- [Task instructions] Send back exactly the lines from the opening line of the records below through the one with "user at least".

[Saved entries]
%%

PR #974, opened 2025-02-03
Update scanning state of NeutrinoClient

ziggie1984:


guggero (approved):
Thanks for investigating! Makes sense as a short-term fix. But looks like we really need to refactor the re-scan logic at some point.

saubyk:
cc @yyforyongyu for review

chain/neutrino.go
```diff
@@ -801,9 +801,18 @@ out:
 
 		case err := <-rescanErr:
 			if err != nil {
-				log.Errorf("Neutrino rescan ended with error: %s", err)
+				log.Errorf("Neutrino rescan ended with "+
```
yyforyongyu, line 804: Do we know what the error is? What is the root cause?

chain/neutrino.go
```diff
@@ -801,9 +801,18 @@ out:
...
+					"error: %s", err)
 			}
 
+			// We need to signal to the client that the rescan
+			// has finished otherwise updates to the rescan
+			// object will fail.
+			log.Info("Neutrino rescan finished")
+			s.clientMtx.Lock()
+			s.scanning = false
```
yyforyongyu, line 813: If we don't know what caused the rescan error, this will just create a new scan and then getting the same error?

chain/neutrino.go
ziggie1984: I am trying to obtain the logs from the user, but I think his node is generally working fine, my next step will be to let the user run the patch to see if that fixes the problem. But as Oliver and Laolu pointed out, this code part needs a refactor.

chain/neutrino.go
ziggie1984: I am not sure, basically the link failed because the `NewAddress` (NotifiedReceived) returned an error when registering the wtclient for a specific link:

https://github.com/lightningnetwork/lnd/blob/6bf895aeb929fb64265bfb226f796392921d8d3a/htlcswitch/link.go#L544-L550

user at least reported that now the link is active, so seems like the backend still works correctly maybe some error failed the rescan and now we need to just restart it, but yeah let's hope we get more information from the user.

PR #979, opened 2025-02-25
waddrmgr: Put client request first in recovery.

### LINKED ISSUE #978: sync: failed to fetch block hash for height ####: block not found
This seems to be a random sync error. Its been around forever but I don't see an issue for it. The particular block seems to differ, but sync will get stuck with this error and never fix itself, even restarting:

```
[ERR] BTCW: Unable to synchronize wallet to chain, trying again in 5s: unable to perform wallet recovery: failed to store sync information 000000000000000000007101d8cb8f46c7c17c7c12f873eb0f717d8751628c08: failed to fetch block hash for height 858852: block not found
```

The block exists but is reported as block 858,853 here, so I guess its not finding the parent block hash? https://www.blockchain.com/explorer/blocks/btc/000000000000000000007101d8cb8f46c7c17c7c12f873eb0f717d8751628c08

JoeGruffins:
closes #978

~I'm unsure if this is the best solution but it gets me past the block in my issue. It looks to me like this should always hit when restoring with a birthday, but it does not. Does btcwallet not download all headers anyway?~

### DIFF
--- a/wallet/wallet.go
+++ b/wallet/wallet.go
@@ -790,16 +790,25 @@ func (w *Wallet) recovery(chainClient chain.Interface,
 		if len(recoveryBatch) == recoveryBatchSize || height == bestHeight {
 			err := walletdb.Update(w.db, func(tx walletdb.ReadWriteTx) error {
 				ns := tx.ReadWriteBucket(waddrmgrNamespaceKey)
+				if err := w.recoverScopedAddresses(
+					chainClient, tx, ns, recoveryBatch,
+					recoveryMgr.State(), scopedMgrs,
+				); err != nil {
+					return err
+				}
+
+				// TODO: Any error here will roll back this
+				// entire tx. This may cause the in memory sync
+				// point to become desyncronized. Refactor so
+				// that this cannot happen.
 				for _, block := range blocks {
 					err := w.Manager.SetSyncedTo(ns, block)
 					if err != nil {
 						return err
 					}
 				}
-				return w.recoverScopedAddresses(
-					chainClient, tx, ns, recoveryBatch,
-					recoveryMgr.State(), scopedMgrs,
-				)
+
+				return nil
 			})
 			if err != nil {
 				return err


JoeGruffins:
If there was an error connecting to a client inside an update in recovery, the tx is rolled back but the in memory sync point is not. this fixes that https://github.com/btcsuite/btcwallet/compare/40d5f25cd330609e350818655632b18fb1a360c8..6935a129d7e68f106895c7dd0c761d8e09b1fdd9

JoeGruffins:
The birthday thing was apparently a coincidence.

dev-warrior777 (approved):
Nice one

wallet/wallet.go
```diff
@@ -802,6 +803,7 @@ func (w *Wallet) recovery(chainClient chain.Interface,
 				)
 			})
 			if err != nil {
+				w.Manager.SetSyncedToMemory(&rollbackStamp)
```
guggero, line 806: Hmm, so what was the initial error in the first place that got this out of sync? Sounds like all the `failed to fetch block hash for height 870852: block not found` errors are follow-up errors.
Would be nice to know that. But this fix definitely makes sense.

JoeGruffins: I have the causing error in the issue for one instance.

guggero: Ah, I see, fetching a block failed in a Neutrino setup.

Great catch, I'm quite certain this is indeed the cause for the errors you saw.

I wonder how we should deal with all the other cases where `SetSyncedTo()` is called within a database transaction that might be rolled back and cause the DB and in-memory state to de-synced...

yyforyongyu: I think the out-of-synced state will make things worse. It looks like `recoverScopedAddresses` should be performed first before calling `SetSyncedTo`. Also it needs some refactor to move the non-db operations out so we don't need to wrap them in one giant tx `walletdb.Update`.

yyforyongyu (changes requested):
I don't think this approach works - it's hacky and creates inconsistent states.

JoeGruffins:
> I think the out-of-synced state will make things worse.

I'll look again but I think all of the db functions never happen, and this was the only thing not rolled back. I'll try do whatever though because this bug is affecting a few of our projects.

JoeGruffins:
@yyforyongyu I've looked through, and there is alot, but I can't find any values that are not rolled back. Could you point them out?

Also, with no fix, if the bug is hit, then the db would be borked anyway. Even if a huge refactor is needed, a fix for the moment would be good to have. I can try to write a test I guess?

JoeGruffins:
@yyforyongyu Is this current version ok for a patch? It only swaps the order as you suggested. Because the client request for headers happens in the first part, and this is where a connection error can happen, it won't continue to update the internal sync point. This also fixes the immediate problem for us. https://github.com/btcsuite/btcwallet/compare/469713a564568f734e51e8bd87e7a2ac2885b754..34a13fb13457f7c3a14dd97d0ecb97be8136ce3e

wallet/wallet.go
```diff
@@ -790,16 +790,25 @@ func (w *Wallet) recovery(chainClient chain.Interface,
 		if len(recoveryBatch) == recoveryBatchSize || height == bestHeight {
 			err := walletdb.Update(w.db, func(tx walletdb.ReadWriteTx) error {
 				ns := tx.ReadWriteBucket(waddrmgrNamespaceKey)
+				err := w.recoverScopedAddresses(
+					chainClient, tx, ns, recoveryBatch,
+					recoveryMgr.State(), scopedMgrs,
+				)
+				if err != nil {
+					return err
+				}
```
JoeGruffins, line 799: Will combine this into one if statement.

JoeGruffins: done

JoeGruffins:
Combined the if statement with what was above https://github.com/btcsuite/btcwallet/compare/06463724d4c69dc3e09f2191de442f5635e9c606..7509f6b4b9e3aba479cd0f75b171f3607aaf4132

wallet/wallet.go
```diff
@@ -790,16 +790,24 @@ func (w *Wallet) recovery(chainClient chain.Interface,
 		if len(recoveryBatch) == recoveryBatchSize || height == bestHeight {
 			err := walletdb.Update(w.db, func(tx walletdb.ReadWriteTx) error {
 				ns := tx.ReadWriteBucket(waddrmgrNamespaceKey)
+				if err := w.recoverScopedAddresses(
+					chainClient, tx, ns, recoveryBatch,
+					recoveryMgr.State(), scopedMgrs,
+				); err != nil {
+					return err
+				}
+				// TODO: Any error here will roll back this
```
yyforyongyu, line 799: nit: add a newline above

yyforyongyu (approved):
Thanks for the update! LGTM 🙏

wallet/wallet.go
JoeGruffins: above the TODO?

JoeGruffins:
New line above the TODO https://github.com/btcsuite/btcwallet/compare/7509f6b4b9e3aba479cd0f75b171f3607aaf4132..fe45f818f77fd014ff11971e8689cfd274a2df17

guggero:
I think this change should be safe, thanks a lot for the fix.
Would be great if you could open an `lnd` PR that references this PR in the `go.mod` (with a `replace` directive to point to your fork/commit) to see that all integration tests still pass.

JoeGruffins:
> Would be great if you could open an lnd PR that references this PR in the go.mod (with a replace directive to point to your fork/commit) to see that all integration tests still pass.

Attempting to do this but having a hell of a time with module tags. Erros like `server response: not found: github.com/joegruffins/btcwallet@v0.16.10-0.20241127094224-93c858b2ad63: invalid pseudo-version: preceding tag (v0.16.9) not found`

JoeGruffins:
go test is passing locally https://github.com/JoeGruffins/lnd/pull/1

guggero:
You just add `replace github.com/btcsuite/btcwallet => github.com/joegruffins/btcwallet fe45f818f77fd014ff11971e8689cfd274a2df17` into the `go.mod` file, then run `go mod tidy` for it to resolve the pseudo tag.

JoeGruffins:
> You just add `replace github.com/btcsuite/btcwallet => github.com/joegruffins/btcwallet fe45f818f77fd014ff11971e8689cfd274a2df17` into the `go.mod` file, then run `go mod tidy` for it to resolve the pseudo tag.

THX! that was easy.. its updated now. same tests are passing

yyforyongyu:
@JoeGruffins Thanks for putting up the tests! Could you open a PR in `lnd` so other devs can check the CI results there?

guggero:
@yyforyongyu I think we might need to roll this change back and approach it in a different way.
I just tried to recover a testnet (testnet4 to verify the changes in `btcd`) node and noticed that if there's any error during the wallet recovery, it will start over completely at block 1.
So on Neutrino, if there's a timeout fetching a block it will roll back and start from scratch, which can take forever...

PR #992, opened 2025-03-11
fix 404 link clientusage.md

futreall:
hi, i looked at the documentation and found a non-working link, so i decided to replace it, thanks


saubyk:
spam pr

saubyk:
> @saubyk can I tell you the term spam ?

No you may not. We consider any pr with simple typo fixes from private GitHub profiles as spam. thank you!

%%

- [Response box]
PR #974, opened 2025-02-03
Update scanning state of NeutrinoClient

ziggie1984:


guggero (approved):
Thanks for investigating! Makes sense as a short-term fix. But looks like we really need to refactor the re-scan logic at some point.

saubyk:
cc @yyforyongyu for review

chain/neutrino.go
```diff
@@ -801,9 +801,18 @@ out:
 
 		case err := <-rescanErr:
 			if err != nil {
-				log.Errorf("Neutrino rescan ended with error: %s", err)
+				log.Errorf("Neutrino rescan ended with "+
```
yyforyongyu, line 804: Do we know what the error is? What is the root cause?

chain/neutrino.go
```diff
@@ -801,9 +801,18 @@ out:
...
+					"error: %s", err)
 			}
 
+			// We need to signal to the client that the rescan
+			// has finished otherwise updates to the rescan
+			// object will fail.
+			log.Info("Neutrino rescan finished")
+			s.clientMtx.Lock()
+			s.scanning = false
```
yyforyongyu, line 813: If we don't know what caused the rescan error, this will just create a new scan and then getting the same error?

chain/neutrino.go
ziggie1984: I am trying to obtain the logs from the user, but I think his node is generally working fine, my next step will be to let the user run the patch to see if that fixes the problem. But as Oliver and Laolu pointed out, this code part needs a refactor.

chain/neutrino.go
ziggie1984: I am not sure, basically the link failed because the `NewAddress` (NotifiedReceived) returned an error when registering the wtclient for a specific link:

https://github.com/lightningnetwork/lnd/blob/6bf895aeb929fb64265bfb226f796392921d8d3a/htlcswitch/link.go#L544-L550

user at least reported that now the link is active, so seems like the backend still works correctly maybe some error failed the rescan and now we need to just restart it, but yeah let's hope we get more information from the user.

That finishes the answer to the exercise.